# Différence entre Imac 27



## Lunchbox01 (3 Octobre 2013)

La différence entre les cartes graphiques des 2 imacs 27 est elle énorme? c'est ce quelqu'un m'a dit récemment , que s'il fallait acheter un Imac ,c'était soit le 21.5 + fusion drive , ou le 27 haut de gamme , mais surtout pas les 2 autres.

La carte graphique du 27 a 1799 :NVIDIA GeForce GT 755M avec 1 Go de mémoire vidéo 
La carte graphique du 27 a 1999 :NVIDIA GeForce GTX 775M avec 2 Go de mémoire GDDR5 
et encore pour le 27 avec celle ci NVIDIA GeForce GTX 780M.

merci


----------



## patabule (4 Octobre 2013)

je n'ai pas tout compris là...
tu peux développer et expliquer pourquoi il ne faut pas acheter les 2 autres ?


----------



## Lunchbox01 (4 Octobre 2013)

patabule a dit:


> je n'ai pas tout compris là...
> tu peux développer et expliquer pourquoi il ne faut pas acheter les 2 autres ?



ON me la déconseillé a plusieurs réprises , car niveau efficacité/prix , ils étaient moins bons que les 2 autres citées.


----------



## patabule (4 Octobre 2013)

moi perso je serais tenté par cette option :

La carte graphique du 27 a 1999 :NVIDIA GeForce GTX 775M avec 2 Go de mémoire GDDR5 
+ fusion drive
+ I7


----------



## Lunchbox01 (4 Octobre 2013)

patabule a dit:


> moi perso je serais tenté par cette option :
> 
> La carte graphique du 27 a 1999 :NVIDIA GeForce GTX 775M avec 2 Go de mémoire GDDR5
> + fusion drive
> + I7



ben c'est le top !
Moi j'ai commandé celui a 1999 + fusion drive 1to + carte graphique NVIDIA GeForce GTX 780M

J'ai gardé la i5


----------



## floxy31 (4 Octobre 2013)

Je pense prendre le même que toi, j'hésite entre le fusion drive 1to et le SSD 512go ... Sachant que si je prends le SSD, le mac me revient aux alentours de 2500 euro! 

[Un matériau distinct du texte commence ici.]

PR #5020, opened 2020-11-25
add experimental pdot primitive, basic tests

mattjj:
This PR adds `pdot_p` along with impl, vmap, and xla translation rules.

I also added a rudimentary implementation of `DynamicJaxprTrace.process_xmap` (defined in general_map.py for now).

The tests here are super basic at the moment, but on the other hand there's not much to the `pdot` implementation!

For posterity, some [xmap pdot examples](https://gist.github.com/mattjj/ba9b24df446a90902d7b41aeb0766a99).

### DIFF
--- a/jax/_src/lax/parallel.py
+++ b/jax/_src/lax/parallel.py
@@ -337,6 +337,13 @@ def axis_index(axis_name):
   return axis_index_p.bind(axis_name=axis_name)
 
 
+def pdot(x, y, axis_name, pos_contract=((), ())):
+  if not isinstance(axis_name, (list, tuple)):
+    axis_name = (axis_name,)
+  return pdot_p.bind(x, y, axis_name=axis_name,
+                     pos_contract=pos_contract, pos_batch=[(), ()])
+
+
 ### parallel primitives
 
 def _allreduce_soft_pmap_rule(prim, reducer, vals, mapped, chunk_size,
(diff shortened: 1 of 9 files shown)


jax/_src/lax/parallel.py
```diff
@@ -749,6 +756,70 @@ def _process_axis_index(self, frame):
...
+                    pos_batch=pos_batch)
+  return out, result_batch_dim
+batching.primitive_batchers[pdot_p] = _pdot_vmap_batching_rule
+
+def _pdot_translation_rule(c, x, y, *, axis_name, pos_contract, pos_batch,
+                           axis_env, platform):
+  assert axis_name
+  local_out = lax._dot_general_translation_rule(
+      c, x, y, dimension_numbers=[pos_contract, pos_batch], precision=None)
+  out_tup = xla.parallel_translations[psum_p](
```
apaszke, line 805: Shouldn't we check if `axis_name` isn't empty, or does `psum` translation handle that?

jax/_src/lax/parallel.py
```diff
@@ -749,6 +756,70 @@ def _process_axis_index(self, frame):
...
+      c, local_out, axis_name=axis_name, axis_index_groups=None,
+      axis_env=axis_env, platform=platform)
+  out, = xla.xla_destructure(c, out_tup)
+  return out
+xla.parallel_translations[pdot_p] = _pdot_translation_rule
+
+def _pdot_transpose_lhs(g, y, *, axis_name, pos_contract, pos_batch):
+  # TODO: avals with names, call pbroadcast with axis_name
```
apaszke, line 813: I'm pretty sure that we need to assert that there were no `axis_name`s left. I don't think that our current AD system guarantees that a cotangent of an unmapped aval is also unmapped, so this would be incorrect.

apaszke (approved):
LGTM, except for the AD formulas (that might be correct, but I'm pretty sure that are broken).

jax/experimental/general_map.py
```diff
@@ -581,3 +586,27 @@ def subst_eqn_axis_names(eqn, axis_subst: Dict[AxisName, Tuple[AxisName]]):
...
+  constvars = map(trace.getvar, map(trace.instantiate_const, consts))
+  outvars = map(trace.makevar, out_tracers)
+  new_in_axes = (None,) * len(consts) + params['in_axes']
+  new_params = dict(params, in_axes=new_in_axes,
+                    call_jaxpr=pe.convert_constvars_jaxpr(jaxpr))
+  eqn = pe.new_jaxpr_eqn([*constvars, *invars], outvars, prim,
+                         new_params, source_info)
+  trace.frame.eqns.append(eqn)
+  return out_tracers
+pe.DynamicJaxprTrace.process_xmap = _dynamic_jaxpr_trace_process_xmap  # type: ignore
```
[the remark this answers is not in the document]
mattjj: I'll remove this then!

tests/batching_test.py
```diff
@@ -1111,6 +1111,69 @@ def testAxisIndex(self):
...
+
+    rng = np.random.RandomState(1)
+    x = rng.randn(3, 4)
+    y = rng.randn(4, 5)
+    z_bar = rng.randn(3, 5)
+
+    x_bar, y_bar = vmap(lambda x, y, z_bar: vjp(f, x, y)[1](z_bar),
+                        axis_name='i', in_axes=(1, 0, None), out_axes=(1, 0))(x, y, z_bar)
+    self.assertAllClose(x_bar, jnp.dot(z_bar, y.T))
+    self.assertAllClose(y_bar, jnp.dot(x.T, z_bar))
```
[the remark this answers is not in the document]
mattjj: I'm not sure how to call check_grads here, since we need to do a vmap-of-vjp to get the right callable, whereas check_grads applies vjp itself (and not vmap). If we call vmap ourselves to turn this into a positional-axis function, we could use check_grads to check vjp-of-vmap, but that wouldn't be testing the transpose rule of pdot.

WDYT? Does that sound right, or am I missing something?

jax/_src/lax/parallel.py
```diff
@@ -749,6 +756,70 @@ def _process_axis_index(self, frame):
...
+  return lax.dot_general_p.abstract_eval(
+      x, y, dimension_numbers=[pos_contract, pos_batch],
+      precision=None)
+
+def _pdot_vmap_collective_rule(frame, vals_in, dims_in, *, axis_name,
+                               pos_contract, pos_batch):
+  x, y = vals_in
+  x_dim, y_dim = dims_in
+  x_pos_contract, y_pos_contract = pos_contract
+  x_pos_contract = [x_dim] + [d + (d >= x_dim) for d in x_pos_contract]
```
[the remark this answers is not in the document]
mattjj: I think the order must agree with the order of `y_pos_contract`, as the elements of these two lists together tell us how to match axes up (i.e. which x axes to contract against which y axes). So I think it'd better to think of this as a list. An alternative API would be to have a set of pairs, but this API was chosen to match that of dot_general, which in term matches XLA HLO's DotGeneral.

jax/_src/lax/parallel.py
mattjj: I think `assert axis_name` a few lines above does that. WDYT?

jax/_src/lax/parallel.py
mattjj: Hmm not sure I follow. Can you give an example of the error you're worried about? Also, what do you mean exactly by checking that there were no axis_names left?

tests/gmap_test.py
```diff
@@ -256,6 +256,46 @@ def f(x):
...
+      return lax.pdot(x, y, 'i')
+
+    f_mapped = xmap(f, in_axes=[A({'i': 1}), A({'i': 0})], out_axes=A(),
+                    schedule=[('i', 'r1'), ('i', 'vectorize')])
+
+    rng = np.random.RandomState(0)
+    x = rng.randn(3, 8)
+    y = rng.randn(8, 5)
+
+    with fake_resources(r1=2):
```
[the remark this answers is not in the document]
mattjj: Done!

jax/_src/lax/parallel.py
mattjj: Since this code is moving fast (with both of us editing it), I'd like to get this change in to avoid rebasing. Moreover it might be easier to think through the AD rules when we can talk with lower latency, i.e. when we can video chat. For those reasons, and because I think I addressed the other review comments, I'm going to consider this merge-able, but I'll be happy to land fixes as we find need for them!

PR #5025, opened 2020-11-27
Add an experimental xmap lowering via the SPMD partitioner

apaszke:
As suggested by @jekbradbury. The SPMD partitioner might allow us to
avoid writing partitioning formulas on the JAX level and can result in
better performance by giving the compiler more flexibility.


mattjj (approved):
Woo!

Issue #3348, opened 2020-06-06
memory leak with grad and lax.scan


John-Boik:
I coded a GRU for time series analysis that uses lax.scan to scan through each time step. It appears that lax.scan when called by grad results in a GPU memory leak. This issue might be related to [282](https://github.com/google/jax/issues/282), but I am not sure how to fix it. As I understand it, a recurrent network built with Jax implies use of lax.scan (to avoid a for loop). Any ideas would be appreciated.  I tried clearing the xla cache, to no avail, and tried using remat, which reduced the memory leak only slightly (both efforts are commented out in the code below).

Simplified code to reproduce the problem is below. Each iteration of a call to grad produces a 370 MB memory leak.  I use cuda 10.1 with driver 435.21, Ununtu 19.10, Python 3.7, and Jax 0.1.62.
```

import time
import os
import jax.numpy as np

from functools import partial
from jax.experimental.stax import serial
from jax import remat
from jax import lax
from jax import random
from jax.nn.initializers import glorot_normal, normal
from jax.experimental import optimizers
from jax import grad
from jax.interpreters import xla


os.environ['XLA_PYTHON_CLIENT_PREALLOCATE']='false'
os.environ['XLA_PYTHON_CLIENT_ALLOCATOR'] = 'platform'

# --------------------------------------------------------------------------------------------------
# Gru
# --------------------------------------------------------------------------------------------------
def GRU(num_latents, W_init=glorot_normal(), b_init=normal()):
    # ----------------------------------------------------------------------------------------------
    def init_fun(rng, input_shape, **kwargs):
        k1, k2 = random.split(rng, num=2)
        p1 = b_init(k1, (input_shape[0], num_latents))  
        p2 = b_init(k2, (input_shape[0], num_latents))  
        return ((p1,p2),(None,))

        
    # ----------------------------------------------------------------------------------------------
    def apply_fun(params, inputs, **kwargs):
        p1 = params[0]  # general parameters
        p2 = params[1]  # the hidden state that evolves over time
        
        # -------------------------------
        def apply_fun_scan(p1_, p2_, inputs_):
            output = inputs_ * p1_ * p2_
            return output, output
        
        #fx = remat (partial(apply_fun_scan, p1), concrete=True)
        fx = partial(apply_fun_scan, p1)
        _, ht_new = lax.scan(fx, p2, inputs)  
        return ht_new
        
    return init_fun, apply_fun


rng = random.PRNGKey(1)
net_init, apply = serial(
[...]

Issue #3158, opened 2020-05-20
Jitting and memory leaks


xwinxu:
I am using a computing cluster to run my jobs. I notice that Slurm keeps killing my jobs within seconds of submission due to out of memory errors, which I believe is because JAX is asking for more memory than allocated since GPU usage seems to increase, potentially due to a memory leak. I am running `cuda10.1`.

This is the stack trace I get:
```
RuntimeError: Internal: Unable to launch cuBLAS gemm on stream 0x562d67df53e0
2020-05-18 19:33:00.557492: E external/org_tensorflow/tensorflow/stream_executor/cuda/cuda_driver.cc:940] could not synchronize on CUDA context: CUDA_ERROR_ILLEGAL_ADDRESS: an illegal memory access was encountered :: *** Begin stack trace ***
        _PyDict_DelItem_KnownHash
        _PyEval_EvalFrameDefault
        _PyEval_EvalCodeWithName
        _PyFunction_FastCallDict
        PyObject_CallFunctionObjArgs
        PyObject_ClearWeakRefs
        PyDict_SetItem
        PyDict_SetItemString
        PyImport_Cleanup
        Py_FinalizeEx
        _Py_UnixMain
        __libc_start_main
*** End stack trace ***
2020-05-18 19:33:00.557560: F external/org_tensorflow/tensorflow/compiler/xla/service/gpu/gpu_executable.cc:88] Check failed: pair.first->SynchronizeAllActivity() 
slurmstepd: error: *** JOB 505887 ON gpu117 CANCELLED AT 2020-05-18T19:33:01 ***
```
I also get this sometimes as in this [issue](https://github.com/google/jax/issues/1491):
```
 File "...py", line 126, in apply_fun
    outputs = sdeint(augmented_drift, augmented_diffusion, aug_init(inputs), np.linspace(0, 1, 100), rng)
  File "...py", line 49, in sdeint
    _, states = lax.scan(f_scan, dict(curr_state=s_init), xs)
  File "...anaconda/lib/python3.7/site-packages/jax/lax/lax_control_flow.py", line 955, in scan
    linear=(False,) * (len(consts) + len(in_flat)))
  File "...anaconda/lib/python3.7/site-packages/jax/lax/lax_control_flow.py", line 1337, in scan_bind
    num_carry=num_carry, linear=linear)
  File ".../anaconda/lib/python3.7/site-packages/jax/core.py", line 214, in bind
    out_tracer = top_trace.process_primitive(self, tracers, kwargs)
[...]

PR #5029, opened 2020-11-27
Add note about lax.scan memory leaks

gmittal:


gmittal:
Couldn't replicate the issue in a simple script, though I have had similar problems as #3158 #3348 related to `lax.scan` and `jit` in my own code. Will close for now, but may re-open if I end up finding a more effective way to reproduce the issue.

PR #5030, opened 2020-11-27
clean up symbolic zero handling in transpose rules

mattjj:
We had a few transpose rules in which:
1. didn't correctly handle symbolic zero cotangent inputs, and/or
2. returned the ad_util.Zero class rather than an instance of it (and/or returned a singleton where they should return a list)

This solves a FIXME in the code left by @apaszke (because he first spotted these issues' effects on ad.backward_pass).


jekbradbury:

J'attends de voir les prix du Mac Pro pour faire mon choix


----------



## Lunchbox01 (4 Octobre 2013)

floxy31 a dit:


> Je pense prendre le même que toi, j'hésite entre le fusion drive 1to et le SSD 512go ... Sachant que si je prends le SSD, le mac me revient aux alentours de 2500 euro!
> 
> J'attends de voir les prix du Mac Pro pour faire mon choix




Quand sort le mac pro ? c'est pas en 2014 ?


----------



## patabule (4 Octobre 2013)

préparez les kleenex, parce qu'à mon avis ça va piquer sévère la carte bleue...


----------



## robertodino (4 Octobre 2013)

J'ai commandé le 27" en i7 avec 16go de ram, FD 1To, GTX 780M. Reste plus qu'à attendre de le recevoir...


----------



## Lunchbox01 (5 Octobre 2013)

robertodino a dit:


> J'ai commandé le 27" en i7 avec 16go de ram, FD 1To, GTX 780M. Reste plus qu'à attendre de le recevoir...

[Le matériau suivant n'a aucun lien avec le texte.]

PR #5032, opened 2020-11-27
Transpose rule for imag

### LINKED ISSUE #979: Inconsistent convention for complex derivatives
The convention for the handling of complex derivatives in JAX seems to be mixed. Consider the following two implementations of the abolute value function.
```py
import jax.numpy as np
from jax import grad

def f(x):
    return np.abs(x)

def g(x):
    return np.sqrt(np.real(x)**2 + np.imag(x)**2)

df = grad(f)
dg = grad(g)

print('gradient by df: ',df(1.0+0.5j))
print('gradient by dg: ',dg(1.0+0.5j))
```
The respective results differ by complex conjugation:
```
gradient by df:  (0.8944272-0.4472136j)
gradient by dg:  (0.8944272+0.4472136j)
```

inailuig:
This PR is an attempt to bring back a corrected version of the transpose rule for imag.

Back in https://github.com/google/jax/pull/981 the (wrong) linear transpose rule for imag was replaced with a (correct) jvp rule in order to fix https://github.com/google/jax/issues/979. 
However ommitting a transpose rule also broke linear_transpose for imag:

```
import jax
import types
import numpy as np
complex_scalar = types.SimpleNamespace(shape=(), dtype=np.complex64)

def f(x):
    return (-1j*x).real

def g(x):
    return x.imag

print(jax.linear_transpose(f, complex_scalar)(1.))
print(jax.linear_transpose(g, complex_scalar)(1.))
```
before:
```
(DeviceArray(0.-1.j, dtype=complex64),)

...
NotImplementedError: Transpose rule (for reverse-mode differentiation) for 'imag' not implemented
```
after the changes in this PR:
```
(DeviceArray(0.-1.j, dtype=complex64),)
(DeviceArray(0.-1.j, dtype=complex64),)
```

### DIFF
--- a/jax/_src/lax/lax.py
+++ b/jax/_src/lax/lax.py
@@ -2306,6 +2306,7 @@ real_p = unop(_complex_basetype, _complex, 'real')
 ad.deflinear(real_p, lambda t: [complex(t, np.zeros((), _dtype(t)))])
 
 imag_p = unop(_complex_basetype, _complex, 'imag')
+ad.deflinear(imag_p, lambda t: [complex(np.zeros((), _dtype(t)), mul(_const(t, -1), t))])
 ad.defjvp(imag_p, lambda g, _: real(mul(_const(g, -1j), g)))
 
 _complex_dtype = lambda dtype, *args: (np.zeros((), dtype) + np.zeros((), np.complex64)).dtype
--- a/jax/_src/lax/lax.py
+++ b/jax/_src/lax/lax.py
@@ -2306,7 +2306,7 @@ real_p = unop(_complex_basetype, _complex, 'real')
 ad.deflinear(real_p, lambda t: [complex(t, np.zeros((), _dtype(t)))])
 
 imag_p = unop(_complex_basetype, _complex, 'imag')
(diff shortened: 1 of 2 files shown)


shoyer:
Could you kindly add a new unit test for one of the cases this fixes? Perhaps the example you wrote for the PR description? :)

inailuig:
The only existing tests for linear transpose rules are in `api_test.py`.
Just before `test_linear_transpose_complex` the following could be added:

```
  def test_linear_transpose_imag(self):
    f = lambda x: x.imag
    transpose = api.linear_transpose(f, 1.j)
    actual, = transpose(1.)
    expected = -1.j
    self.assertEqual(actual, expected)
```
however I am not sure if this is what we want (essentialy only checking for the definition) and if `api_test.py` would be the right place?

The jvp rule which is automatically added by `deflinear` (which is exactly the same as explicitly defined before) is already being tested in `lax_autodiff_test.py`.

shoyer:
This feels like a more operation specific test, which suggests that it would make sense to add it to `lax_autodiff_test.py`. I would probably just add the test you wrote to the end of that file as a regression test.

inailuig:
For completeness I also added the same test for `real`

Wow! Vous avez du payer une fortune .. d'ou provient tout cette argent ? ahah


----------



## floxy31 (5 Octobre 2013)

robertodino a dit:


> J'ai commandé le 27" en i7 avec 16go de ram, FD 1To, GTX 780M. Reste plus qu'à attendre de le recevoir...


 
Très bon choix ! tiens nous au courant quant à cette fameuse 780M niveau perf voir si elle vaut vraiment le coup ...

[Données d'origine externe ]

Issue #4322, opened 2020-09-17
Allow custom_linear_solve to return things besides the solution


alewis:
If I'm reading correctly `lax.custom_linear_solve` can presently only wrap `_solve` functions that return the computed solution `x` and nothing else. Particularly since in-place modification of arguments is of course not possible, this is a pretty severe limitation:

- Most solvers also return some kind of diagnostic information that the user will definitely want.
- Some solvers (e.g. LGMRES) additionally return auxiliary data that can be used to accelerate the solution of similar problems (the SciPy version of LGMRES does this with an in-place modification). This is quite useful in the fairly common case that the solve is one step in a larger iterative algorithm.

Is there a way around this?

shoyer:
I agree, this does seem like an unfortunate limitation of the current implementation. My original hope was to solve this with solve general system for side effects in JAX code, but that doesn't seem to be forthcoming.

In the meantime, I think a good solution would be to add an optional `has_aux` argument to `custom_linear_solve`, which could work like `has_aux` on `jax.grad`: if `hax_aux` is True, then the user provided `solve` function (and maybe `transpose_solve`, too?) should return a tuple of the solution and any auxiliary output instead.

Note also that `jax.experimental.host_callback` is a good solution for the diagnostic information use case (especially for solves that appear in the backwards pass).

PR #5034, opened 2020-11-28
GMRES cleanup/fixup

shoyer:
1. Switched the interface for picking the solver from `qr_mode=True`/`False` to `solve_method='incremental'`/`'direct'`. I'm open to adjustments here, but I don't think `qr_mode=True` was a good way to describe these algorithm since the "direct" method could also be calculated via a QR decomposition, at least in principle.
2. Fixed a bug in the "direct" calculation.
3. Fixed handling of complex numbers in the "iterative" calculation, by copying the handling of complex numbers in the Givens rotation from SciPy. I also updated the numerics for the Givens rotation to match SciPy, which I guess should be more numerically stable, since it avoids calculating `sqrt(a**2 + b**2)` in favor of calculations like `a * sqrt(1 + (b/a)**2` (xref https://github.com/google/jax/issues/4882).

With these changes, `gmres` passes the full test suite for compatibility with SciPy! If we're happy with the interface, we can do ahead and expose it publicly as `jax.scipy.sparse.linalg.gmres`.

### DIFF
--- a/jax/_src/scipy/sparse/linalg.py
+++ b/jax/_src/scipy/sparse/linalg.py
@@ -40,10 +40,9 @@ def _vdot_real_part(x, y):
   #  where M is positive definite and Hermitian, so the result is
   # real valued:
   # https://en.wikipedia.org/wiki/Definiteness_of_a_matrix#Definitions_for_complex_matrices
-  vdot = partial(jnp.vdot, precision=lax.Precision.HIGHEST)
-  result = vdot(x.real, y.real)
+  result = _vdot(x.real, y.real)
   if jnp.iscomplexobj(x) or jnp.iscomplexobj(y):
-    result += vdot(x.imag, y.imag)
+    result += _vdot(x.imag, y.imag)
   return result
 
 
@@ -51,12 +50,9 @@ def _vdot_real_tree(x, y):
   return sum(tree_leaves(tree_multimap(_vdot_real_part, x, y)))
 
 
-def _norm_tree(x):
-  return jnp.sqrt(_vdot_real_tree(x, x))
-
-
-def _vdot_tree(x, y):
-  return sum(tree_leaves(tree_multimap(_vdot, x, y)))
+def _norm(x):
+  xs = tree_leaves(x)
+  return jnp.sqrt(sum(map(_vdot_real_part, xs, xs)))
 
 
 def _mul(scalar, tree):
@@ -211,7 +207,7 @@ def _safe_normalize(x, thresh=None):
   which by default is the machine precision of x's dtype, it will be
   taken to be 0, and the normalized x to be the zero vector.
   """
-  norm = _norm_tree(x)
+  norm = _norm(x)
   dtype = jnp.result_type(*tree_leaves(x))
   if thresh is None:
     thresh = jnp.finfo(norm.dtype).eps
@@ -233,7 +229,7 @@ def _project_on_columns(A, v):
   return tree_reduce(operator.add, v_proj)
 
 
-def _iterative_classical_gram_schmidt(Q, x, max_iterations=2):
+def _iterative_classical_gram_schmidt(Q, x, xnorm, max_iterations=2):
   """
   Orthogonalize x against the columns of Q. The process is repeated
   up to `max_iterations` times, or fewer if the condition
@@ -247,6 +243,8 @@ def _iterative_classical_gram_schmidt(Q, x, max_iterations=2):
   x : array or tree of arrays
       A vector. It will be replaced with a new vector q which is orthonormal
       to the columns of Q, such that x in span(col(Q), q).
+  xnorm : float
+      Norm of x.
 
   Returns
   -------
@@ -259,17 +257,18 @@ def _iterative_classical_gram_schmidt(Q, x, max_iterations=2):
   # "twice is enough"
   # http://slepc.upv.es/documentation/reports/str1.pdf
 
+  # TODO(shoyer): consider switching to only one iteration, like SciPy?
+
   # This assumes that Q's leaves all have the same dimension in the last
   # axis.
   r = jnp.zeros((tree_leaves(Q)[0].shape[-1]))
   q = x
-  _, xnorm = _safe_normalize(x)
   xnorm_scaled = xnorm / jnp.sqrt(2)
 
   def body_function(carry):
     k, q, r, qnorm_scaled = carry
     h = _project_on_columns(Q, q)
-    Qh = tree_map(lambda X: _dot_tree(X, h), Q)
+    Qh = tree_map(lambda X: _dot(X, h), Q)
     q = _sub(q, Qh)
     r = _add(r, h)
 
@@ -298,7 +297,7 @@ def _iterative_classical_gram_schmidt(Q, x, max_iterations=2):
   return q, r
 
 
-def _kth_arnoldi_iteration(k, A, M, V, H, tol):
+def _kth_arnoldi_iteration(k, A, M, V, H):
   """
   Performs a single (the k'th) step of the Arnoldi process. Thus,
   adds a new orthonormalized Krylov vector A(M(V[:, k])) to V[:, k+1],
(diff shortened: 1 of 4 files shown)


alewis:
Hey, this is great!

alewis:
So the difference between the two methods as I understood them was that in the "direct" method, we build the matrix of Krylov vectors, while in the "incremental" method, we build a QR decomposition of that matrix. I'm happy changing the name from qr_mode, but what motivates this specific choice?

shoyer:
> So the difference between the two methods as I understood them was that in the "direct" method, we build the matrix of Krylov vectors, while in the "incremental" method, we build a QR decomposition of that matrix. I'm happy changing the name from qr_mode, but what motivates this specific choice?

My thinking was:

- `solve_method="direct"` solves the least squares problem "directly", with a single solve of the Hessenberg matrix at the end of a full GMRES loop.
- `solve_method="incremental"` solves the least squares "incrementally", by updating the QR decomposition of the Hessenberg matrix in each step inside a GMRES loop with a Givens rotation.

My concern was that the single solve could also arguably use a QR decomposition, so I didn't find `qr_mode=True` to be descriptive.

shoyer:
@alewis @gehring if either of you are up for giving this PR a code review, that would be greatly appreciated!

gehring (approved):
LGTM

@alewis is probably in a better position to catch any sneaky problems that might be hiding since the code has changed a fair bit since I last dived into it, but all the changes seem good to me.

jax/_src/scipy/sparse/linalg.py
```diff
@@ -483,13 +484,13 @@ def body_fun(value):
 
   initialization = (x0, 0, unit_residual, residual_norm)
   x_final, k, _, err = lax.while_loop(cond_fun, body_fun, initialization)
-  _ = k # Until we can pass this out
+  _ = k  # Until we can pass this out
```
gehring, line 487: This is completely tangental to this PR but is there an open issue for tracking this missing feature?

shoyer: Yes, see https://github.com/google/jax/issues/4322

gehring: Great, thanks for the pointer!

alewis (approved):
I can't find anything to complain about here - good work! 

Do we want to test half precision?

shoyer:
> Do we want to test half precision?

I doubt this is worthwhile, at least not without some careful thought. Linear algebra with half precision is quite tricky. I would guess it requires specialized algorithms to work well.

shoyer:
Throwing out some other options for the parameter name:

1. `qr_mode=True` vs `qr_mode=False` (current implementation)
2. `solve_method='incremental'` vs `solve_method='direct'` (this PR)
3. `lstsq_method='incremental'` vs `lstsq_method='direct'`
4. `allow_early_termination=True` vs `allow_early_termination=False`
5. `incremental_lstsq=True` vs `incremental_lstsq=False`
6. `lstsq_update=True` vs `lstsq_update=False`

Any opinions?

shoyer:
By the way, this notebook shows some simple benchmarking results with the new code, where the linear operator is a dense matrix of different sizes:
https://gist.github.com/shoyer/146902a92016d3d936ad0b224910a967

```
size=20, restart=10
SciPy CPU:
1000 loops, best of 3: 321 µs per loop
JAX incremental CPU:
10000 loops, best of 3: 93.4 µs per loop
JAX direct CPU:
10000 loops, best of 3: 98.1 µs per loop
JAX incremental GPU:
100 loops, best of 3: 4.52 ms per loop
JAX direct GPU:
100 loops, best of 3: 1.88 ms per loop

size=200, restart=50
SciPy CPU:
100 loops, best of 3: 2.4 ms per loop
JAX incremental CPU:
1000 loops, best of 3: 691 µs per loop
JAX direct CPU:
1000 loops, best of 3: 954 µs per loop
JAX incremental GPU:
10 loops, best of 3: 63.1 ms per loop
JAX direct GPU:
100 loops, best of 3: 8.38 ms per loop

size=2000, restart=200
SciPy CPU:
1 loop, best of 3: 329 ms per loop
JAX incremental CPU:
1 loop, best of 3: 362 ms per loop
JAX direct CPU:
1 loop, best of 3: 370 ms per loop
JAX incremental GPU:
1 loop, best of 3: 884 ms per loop
JAX direct GPU:
10 loops, best of 3: 79.7 ms per loop
```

@Lunchbox01 Non le mac pro sort cet automne, sortie imminente ! J'espère qu'ils vont annoncer les prix le 15 octobre lors de la conférence


----------



## Anonyme (5 Octobre 2013)

Lunchbox01 a dit:


> Wow! Vous avez du payer une fortune .. d'ou provient tout cette argent ? ahah



Y en a qui arrivent à économiser, parfois ...


----------



## pascalformac (5 Octobre 2013)

en passant
il commence à avoir des tests des derniers 27
Et il y en aura de plus en plus
(ca vient juste de sortir)

macg en a testé un avec fusion drive
c'est dans les news d'hier
Test de l?iMac 27" Core i5 à 3,4 GHz fin-2013 avec Fusion Drive


----------



## robertodino (5 Octobre 2013)

Les premiers Test de la GTX780M sont positifs, par contre impossible de trouver quoi que ce soit sur la dissipation thermique du modèle haut de gamme avec ce GPU et i7.


----------



## patabule (5 Octobre 2013)

c'est justement ce que j'attends aussi...


----------



## robertodino (5 Octobre 2013)

patabule a dit:


> c'est justement ce que j'attends aussi...



Ca devrait être bon tout de même, ils ont fait de sérieux efforts en la matière. Par contre en jeu j'imagine que ça va chauffer. Comme toujours sur ces machines ultrafines


----------



## Ridrogue (8 Octobre 2013)

robertodino a dit:


> J'ai commandé le 27" en i7 avec 16go de ram, FD 1To, GTX 780M. Reste plus qu'à attendre de le recevoir...



J'attends ton retour sur la bête car je suis sur le point de commander quasiment le même.
D'après les vidéos que j'ai vu sur youtube des iMac 27 génération précédente, sur certains jeux, genre BF3 en très haute résolution, ça tenait la route, alors avec une 780m ça devrait être mieux.

Par contre, il fut un temps, les écrans des 27 étaient sujet aux tâches sur la durée. il semblerait qu'ils aient considérablement amélioré ça, des infos à ce propos ?

En tout cas, belle machine !


----------



## patabule (8 Octobre 2013)

j'attends des comparo I5 et I7
775 et 780 aussi juste pour voir.

A propose des CG, laquelle de ces deux cartes se rapproche de la 680 de 2012 ?
Parce que si la 775 est aussi véloce que la 680, ça me va là.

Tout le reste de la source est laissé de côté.